■ WHAT TO WORK ON
Please copy the leading lines of the entries below exactly, concluding with the line in which "1. Replaced the" occurs.

(Recorded data)
PR #2433, opened 2026-08-24
fix(evaluation): make spectral_matrix_sign scale-free via power-of-two rescaling

### LINKED ISSUE #2379: bug(optimizer-geometry): the 1e-12 Frobenius floor launders small matrices into a numerically zero matrix sign

Kayvan-Zahiri:
Fixes #2379

`spectral_matrix_sign` previously normalized inputs using a fixed `1e-12` Frobenius magnitude floor: `x = value / max(norm, 1e-12)`. When `norm < 1e-12`, the NS5 cubic recurrence $f(X) = \frac{3}{2}X - \frac{1}{2}X X^T X$ was applied to singular values far below its convergence interval, laundering small matrices into numerically zero matrix signs while returning `valid=True`.

### Changes
1. Replaced the `1e-12` magnitude floor with exact power-of-two exponent rescaling:
   ```python
   max_abs = jnp.max(jnp.abs(value))
   _, exponent = jnp.frexp(max_abs)
   ```
   This centers input entries in $[0.5, 1.0)$, placing all singular values within the NS5 convergence basin and making the orthogonalization scale-free from $1.0$ down to $10^{-25}$.
2. Added unit test `test_spectral_matrix_sign_scale_freedom` in `tests/test_optimizer_geometry.py` verifying that small matrices ($10^{-13}$ to $10^{-25}$) return the exact orthogonal polar factor matching unit scale.

### Verification
- `mypy`: Clean.

### DIFF
--- a/alberta_framework/evaluation/optimizer_geometry.py
+++ b/alberta_framework/evaluation/optimizer_geometry.py
@@ -116,12 +116,7 @@ def orthogonal_correction_transaction(update: Array, protected_basis: Array) -> 
     """Return a finite orthogonal correction and caller-visible validity bit."""
     vector = _trusted_array(update, name="update")
     basis = _trusted_array(protected_basis, name="protected_basis")
-    if (
-        vector.ndim != 1
-        or vector.size < 1
-        or basis.ndim != 2
-        or basis.shape[1] != vector.shape[0]
-    ):
+    if vector.ndim != 1 or vector.size < 1 or basis.ndim != 2 or basis.shape[1] != vector.shape[0]:
         raise ValueError("update must be a non-empty vector and basis rows must match its width")
     coordinates = basis @ vector
     projection = basis.T @ coordinates
@@ -172,8 +167,17 @@ def spectral_matrix_sign_transaction(matrix: Array, *, steps: int = 5) -> tuple[
     ):
         raise ValueError("matrix must be non-empty and steps a positive integer")
     norm = jnp.linalg.norm(value)
-    valid = jnp.all(jnp.isfinite(value)) & jnp.isfinite(norm)
-    x = value / jnp.maximum(norm, jnp.asarray(1e-12, dtype=value.dtype))
+    max_abs = jnp.max(jnp.abs(value))
+    _, exponent = jnp.frexp(max_abs)
+    rescaled = jnp.ldexp(value, -exponent)
+    rescaled_norm = jnp.linalg.norm(rescaled)
+    positive = rescaled_norm > 0
+    x = jnp.where(
+        positive,
+        rescaled / jnp.where(positive, rescaled_norm, jnp.ones_like(rescaled_norm)),
+        jnp.zeros_like(rescaled),
+    )
+    valid = jnp.all(jnp.isfinite(value)) & jnp.isfinite(norm) & jnp.isfinite(rescaled_norm)
     if x.shape[0] > x.shape[1]:
         x = x.T
         transposed = True
@@ -244,11 +248,7 @@ def muon_ogd_dual_update_transaction(
         raise ValueError("dual must contain one multiplier per constraint")
     if type(dual_learning_rate) is not float or not math.isfinite(dual_learning_rate):
         raise ValueError("dual_learning_rate must be a finite float")
-    if (
-        dual_learning_rate < 0.0
-        or type(dual_steps) is not int
-        or not 1 <= dual_steps <= 32
-    ):
+    if dual_learning_rate < 0.0 or type(dual_steps) is not int or not 1 <= dual_steps <= 32:
         raise ValueError("dual learning rate must be non-negative and dual_steps bounded positive")
     valid = (
         jnp.all(jnp.isfinite(value))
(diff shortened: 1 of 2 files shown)


saltwire-dev (changes requested):
## Request changes at exact head `01424aec81e565c27b8d1ad93e90d58a1265c3de`

Reviewed at exact head `01424aec81e565c27b8d1ad93e90d58a1265c3de` against production `alberta_framework/evaluation/optimizer_geometry.py` (not just the new test). Conversation sidebar is No reviews; the github-actions “produced no report” note is a comment, not a review. JAX 0.11.1 CPU, `jax_enable_x64=False`, `jax.jit` of this file.

Power-of-two rescaling is the right repair for #2379’s *all-normal tiny* rows — on this CPU, float32 `‖M‖_F` really is `0` at scale `1e-20`/`1e-25`, and this helper really does flip those rows from a numerically zero “valid” sign (`‖S‖_F ~ 0` under `jax.jit` on main) to `‖S‖_F = 1.4142019` with singular values `[0.99999999, 0.99998346]`, bit-identical to the unit-scale NS5 sign. The hole is that the rescale is **unconditional**, so JAX `ldexp`’s documented “subnormal operand returned unmodified” behavior rotates mixed normal/subnormal matrices into a **rank-1** iterate. NS5 then emits a plausible unit-scale `[[1,0],[0,0]]` with `valid=True` — **worse laundering than main’s zeros** — while the new test never drives a subnormal, the public wrapper, or the Muon-OGD consumer.

**Blocking: unconditional `frexp`/`ldexp` rotates mixed-subnormal matrices and launders `valid=True`**

Issue #2379’s proposed patch is exactly what landed:

```python
# optimizer_geometry.py:169-180
norm = jnp.linalg.norm(value)
max_abs = jnp.max(jnp.abs(value))
_, exponent = jnp.frexp(max_abs)
positive = rescaled_norm > 0
valid = jnp.all(jnp.isfinite(value)) & jnp.isfinite(norm) & jnp.isfinite(rescaled_norm)
```

No gate on “raw Frobenius already live”. No subnormal-exponent withhold. `valid` does not include `positive`, so a rotated (or fully flushed) rescale is still reported valid.

Independent run, issue matrix `M=[[2,1],[0.5,-1]]` (float32):

| input | raw `‖M‖_F` f32 | this head `valid` | `‖S‖_F` | vs main (`1e-12` floor) |
|---|---|---|---|---|
| `1e-20` / `1e-25` / `1e-30` | 0 | True | 1.4142019 | **repaired** |
| **`1e-38` mixed** | **0** | **True** | **1.0** (`[[1,0],[0,0]]`, err **0.894**, svs `[1,0]`) | **worse than main’s zeros** |
| `2.938736e-39` all-subnormal | 0 | **True** | **0** | unchanged zeros, still `valid=True` |
| `1e20` / `1e30` / `1.7e38` | inf | False | 0 | overflow still refused; **untested** |

Mixed `1e-38` internals (numpy-first so JAX does not FTZ the scale):

```
input  bits : ['0x00d9c7dc', '0x006ce3ee', '0x003671f7', '0x806ce3ee']
frexp(max_abs) exponent = -125
rescaled bits : ['0x3f59c7dc', '0x006ce3ee', '0x003671f7', '0x806ce3ee']
safe     = [[1.0, 0.0], [0.0, -0.0]]   # NS5 sign of e00, not of M
valid    = True
```

All-subnormal: `frexp` reports exponent 0, `ldexp` is a no-op, `rescaled_norm == 0`, `valid` stays True. Public `spectral_matrix_sign` returns zeros with no raise. Empty-constraint Muon inherits both: mixed yields `‖update‖_F=1.0` `valid=True` (wrong direction, looks live); all-subnormal yields silent no-step.

**Required fix:** (1) rescale **only** when raw Frobenius is exactly `0` or non-finite; (2) withhold rescale from any matrix with a subnormal exponent field — mixed must not become rank-1 `[[1,0],[0,0]]`, all-subnormal must not report `valid=True` zeros; (3) keep overflow `valid=False`; (4) share one helper with #2430 / #2393 if both land — do not open-code a third un-gated `frexp`/`ldexp`.

**Blocking: tests pin the naive closed form, not the rows that falsify it**

New `test_spectral_matrix_sign_scale_freedom` loops `(1e-13, 1e-15, 1e-20, 1e-25)` only — all-normal tiny scales. Missing: mixed `1e-38` (this head **regresses**), all-subnormal, overflow, float16 `2**-20`, public `spectral_matrix_sign`, empty-constraint Muon, bit-identity of unit-scale vs `main`.

**Required fix:** parametrize the helper *and* `spectral_matrix_sign` *and* the empty-constraint Muon path with the issue table plus mixed/all-subnormal withhold rows. Assert `valid=False` (or zeros with `valid=False`) for mixed/all-subnormal until a subnormal-safe rescale exists.

**Verified**

- Human PR; Conversation sidebar is literally No reviews.
- Head SHA `01424aec81e565c27b8d1ad93e90d58a1265c3de` matches the `.patch` From-line.
- Algebra of `sign(cM)=sign(M)` is correct **when `ldexp` moves every finite entry**.
- Unit-scale is bit-identical to main. Float16 `2**-20` is repaired here (`‖S‖_F≈1.415`) but untested.
- Later same-theme clones still No reviews; they do not scoop this head.

I would approve a follow-up that gates rescale on dead/non-finite Frobenius, withholds subnormal exponent fields, and drives mixed `1e-38` plus all-subnormal fail-closed. Until then this is the naive un-gated sketch that turns mixed-subnormal matrices into a plausible rank-1 “sign”.

lalalune:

■ TASK SOLUTION
PR #2433, opened 2026-08-24
fix(evaluation): make spectral_matrix_sign scale-free via power-of-two rescaling

### LINKED ISSUE #2379: bug(optimizer-geometry): the 1e-12 Frobenius floor launders small matrices into a numerically zero matrix sign

Kayvan-Zahiri:
Fixes #2379

`spectral_matrix_sign` previously normalized inputs using a fixed `1e-12` Frobenius magnitude floor: `x = value / max(norm, 1e-12)`. When `norm < 1e-12`, the NS5 cubic recurrence $f(X) = \frac{3}{2}X - \frac{1}{2}X X^T X$ was applied to singular values far below its convergence interval, laundering small matrices into numerically zero matrix signs while returning `valid=True`.

### Changes
1. Replaced the `1e-12` magnitude floor with exact power-of-two exponent rescaling:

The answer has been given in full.